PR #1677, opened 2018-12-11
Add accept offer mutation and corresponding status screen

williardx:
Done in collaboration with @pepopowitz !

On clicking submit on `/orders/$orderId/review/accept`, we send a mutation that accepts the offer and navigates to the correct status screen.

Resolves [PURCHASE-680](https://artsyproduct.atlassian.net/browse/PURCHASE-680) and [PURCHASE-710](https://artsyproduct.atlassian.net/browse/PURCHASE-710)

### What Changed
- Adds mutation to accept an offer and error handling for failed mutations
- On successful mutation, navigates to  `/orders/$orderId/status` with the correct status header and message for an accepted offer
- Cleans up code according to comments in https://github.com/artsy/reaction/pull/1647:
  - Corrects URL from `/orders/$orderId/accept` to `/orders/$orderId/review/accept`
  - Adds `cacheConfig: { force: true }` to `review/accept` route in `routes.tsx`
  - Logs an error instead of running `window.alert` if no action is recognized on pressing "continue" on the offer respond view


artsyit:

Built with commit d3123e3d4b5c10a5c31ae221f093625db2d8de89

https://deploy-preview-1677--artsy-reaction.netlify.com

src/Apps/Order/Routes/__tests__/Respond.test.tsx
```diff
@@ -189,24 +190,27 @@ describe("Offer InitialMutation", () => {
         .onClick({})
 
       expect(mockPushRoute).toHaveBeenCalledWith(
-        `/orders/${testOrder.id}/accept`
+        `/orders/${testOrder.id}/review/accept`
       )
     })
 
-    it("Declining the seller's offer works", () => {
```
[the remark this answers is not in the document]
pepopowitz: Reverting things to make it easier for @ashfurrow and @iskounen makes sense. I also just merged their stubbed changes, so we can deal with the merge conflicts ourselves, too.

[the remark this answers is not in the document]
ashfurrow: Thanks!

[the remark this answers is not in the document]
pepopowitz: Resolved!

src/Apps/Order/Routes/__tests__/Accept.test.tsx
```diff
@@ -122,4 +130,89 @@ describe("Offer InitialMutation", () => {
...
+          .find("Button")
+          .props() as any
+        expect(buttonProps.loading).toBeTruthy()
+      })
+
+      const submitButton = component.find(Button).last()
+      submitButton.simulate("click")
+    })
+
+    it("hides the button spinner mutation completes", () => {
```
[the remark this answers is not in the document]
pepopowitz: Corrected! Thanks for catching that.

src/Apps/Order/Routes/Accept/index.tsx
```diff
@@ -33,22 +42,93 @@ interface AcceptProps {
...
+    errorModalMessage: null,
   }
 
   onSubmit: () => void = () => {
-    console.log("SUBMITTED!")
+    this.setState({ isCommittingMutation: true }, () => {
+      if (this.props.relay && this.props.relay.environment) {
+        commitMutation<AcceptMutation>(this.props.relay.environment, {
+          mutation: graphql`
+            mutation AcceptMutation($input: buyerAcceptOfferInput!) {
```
===
Only the lines from the one containing "src/Apps/Order/Routes/Accept/index.tsx" through the last line of the records are to be set down, exactly as they appear.

| Solution for this task |
src/Apps/Order/Routes/Accept/index.tsx
```diff
@@ -33,22 +42,93 @@ interface AcceptProps {
...
+    errorModalMessage: null,
   }
 
   onSubmit: () => void = () => {
-    console.log("SUBMITTED!")
+    this.setState({ isCommittingMutation: true }, () => {
+      if (this.props.relay && this.props.relay.environment) {
+        commitMutation<AcceptMutation>(this.props.relay.environment, {
+          mutation: graphql`
+            mutation AcceptMutation($input: buyerAcceptOfferInput!) {
```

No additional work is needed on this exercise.